Your new bank card with the fancy, more secure chip might just be sticking your favorite store with a nasty bill, the Wall Street Journal reported.

In the past, when purchases were made using counterfeit cards, the bank picked up the tab, leaving the merchant and cardholder protected from the wiles of ne’er-do-wells.

But since October, U.S. retailers have been the ones who have to cover the cost of fraudulent purchases, not banks. October was the deadline for all U.S. merchants to be able to process payments made by chip cards; the banks backing the cards no longer make merchants whole if the store can’t process chip card payments.

That’s led to tens of millions of dollars in lost revenue for small- and medium-sized stores.

Although the credit card industry’s deadline was six months ago, only 22 percent of merchants actually are processing payments using the chip, the Journal said, citing a report from consulting firm Boston Retail Partners. The other 78 percent’s reasons for not having pulled the chip trigger yet vary from seasonal worries (not wanting to disrupt the holiday shopping season), to the new payment terminals not working correctly, to not being able to have their payment systems certified.

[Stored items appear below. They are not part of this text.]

PR #1614, opened 2024-11-12
chore: move eslint-webpack-plugin cache from node_modules/.cache to .cache

kswenson:
When the webpack and eslint caches were moved from `node_modules/.cache` to `.cache`, the `eslint-webpack-plugin` cache was left behind. With this PR the caches are reunited (cue happily-ever-after soundtrack and fade-to-black).

I discovered this after `npm run clean:cache` failed to fix a webpack build error caused by stray merge conflict markers in the eslint-plugin-cache.


scytacki (approved):
Looks good to me.

PR #1617, opened 2024-11-14
188497528 case tile filter formula editor

eireland:
Changes case table/card edit filter formula modal to use the regular formula editor modal.

Refactored Cypress formula-helper.ts to avoid circular reference between table and the helper.


v3/cypress/support/helpers/formula-helper.ts
```diff
@@ -16,46 +13,46 @@ export const FormulaHelper = {
...
+  // },
+  // changeSliderValue(sliderValue: string) {
+  //   slider.changeVariableValue(sliderValue)
+  // },
+  // addSlider() {
+  //   c.getIconFromToolShelf("slider").click()
+  // },
+  // deleteSlider() {
+  //   c.closeComponent("slider")
+  // },
```
kswenson, line 55:
```suggestion
```

PR #1618, opened 2024-11-14
fix: table row selection and child table scrolling

kswenson:
[[PT-188036951]](https://www.pivotaltracker.com/story/show/188036951)

Two issues were requested/addressed:
1. Clicking on a single selected case among a set of selected cases should deselect all other cases.
    - This differs from the way most applications behave when clicking on a selected object, but it's what v2 did so we match the behavior here. This was easy to fix.
2. Clicking on a parent case should not only select the given parent, but also scroll the children into view.
    - The code to scroll the children into view is also straightforward to write, but dealing with the resulting scroll synchronization responses took much longer than expected. I ended up adding a mechanism for disabling sync scroll responses that relies on a one-second timer and triggering it from the call to select the child cases. It's not particularly elegant, but it works better than the myriad other things I tried along the way. ¯\\_(ツ)_/¯

### DIFF
--- a/v3/src/components/case-table/case-table-types.ts
+++ b/v3/src/components/case-table/case-table-types.ts
@@ -28,6 +28,13 @@ export interface TCellSelectArgs extends CellSelectArgs<TRow> {}
 export type TCellKeyDownArgs = CellKeyDownArgs<TRow>
 export type TColSpanArgs = ColSpanArgs<TRow, unknown>
 
+export interface IScrollOptions {
+  // "auto" moves immediately; "smooth" animates
+  scrollBehavior?: "auto" | "smooth"
+  // disable parent/child scroll sync for the target table
+  disableScrollSync?: boolean
+}
+
 export interface IBaseTableScrollInfo {
   element: HTMLDivElement
   scrollRowIntoView: (rowIndex: number) => void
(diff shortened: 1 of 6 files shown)


tealefristoe (approved):
Changes look good and seem to work well 👍 

I did notice a couple of differences with scrolling in v2:
- In v2, the autoscrolled collections tend to put the newly selected cases into the middle of the tile (the rules seem more complex than this, but they often end up in the middle). But here it's the top or bottom of the tile.
- In v2, all child collections autoscroll when a parent case is selected. Here, only the immediate child collection autoscrolls.

kswenson:
> Changes look good and seem to work well 👍
> 
> I did notice a couple of differences with scrolling in v2:
> 
> * In v2, the autoscrolled collections tend to put the newly selected cases into the middle of the tile (the rules seem more complex than this, but they often end up in the middle). But here it's the top or bottom of the tile.

This meets the acceptance criteria and I'm inclined to think that auto-scrolling less is potentially less disruptive than auto-scrolling more. In any case, I'm inclined to leave it this way for now and see how it lands.

> * In v2, all child collections autoscroll when a parent case is selected. Here, only the immediate child collection autoscrolls.

Good catch -- I'll look into fixing it as part of this PR but if it looks like a substantial amount of additional work I may put it off to a subsequent story/PR in the interest of moving this one forward.

kswenson:
> > * In v2, all child collections autoscroll when a parent case is selected. Here, only the immediate child collection autoscrolls.
> 
> Good catch -- I'll look into fixing it as part of this PR but if it looks like a substantial amount of additional work I may put it off to a subsequent story/PR in the interest of moving this one forward.

I added a commit to loop through all child collections.

tealefristoe (approved):
Looks good 👍

PR #1619, opened 2024-11-14
use new cfm openLocalFileWithConfirmation

scytacki:
simplify drop handle, it no longer needs to load the file content itself

This addresses: 
PT-188415967
PT-188545557


kswenson (approved):
👍 Looks good!

PR #1620, opened 2024-11-14
182991523 date type precision menu

eireland:
Adds a different precision menu when attribute type is date.

Implements showing the correct precision when user changes precision without having to change attribute type.


kswenson (approved):
👍 Looks good -- I added a commit which cleaned up a few things. Make sure I didn't break anything before you merge. 😉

And the fraud keeps piling up. Data from the Strawhecker Group, an electronic payment advisory company, indicates the number of these fraudulent charges increased 15 percent in the last three months of 2015, compared to the year before.

For smaller stores not on the scale of, say, Target or Home Depot, having to foot the bill for fraudsters is proving quite the burden. One unlucky grocery chain, Harps Food Stores, got stuck with a $4,000 tab in a single day when a fraudster hit nine of its stores. The chain operates 80 stores in Arkansas, Oklahoma, Kansas and Missouri.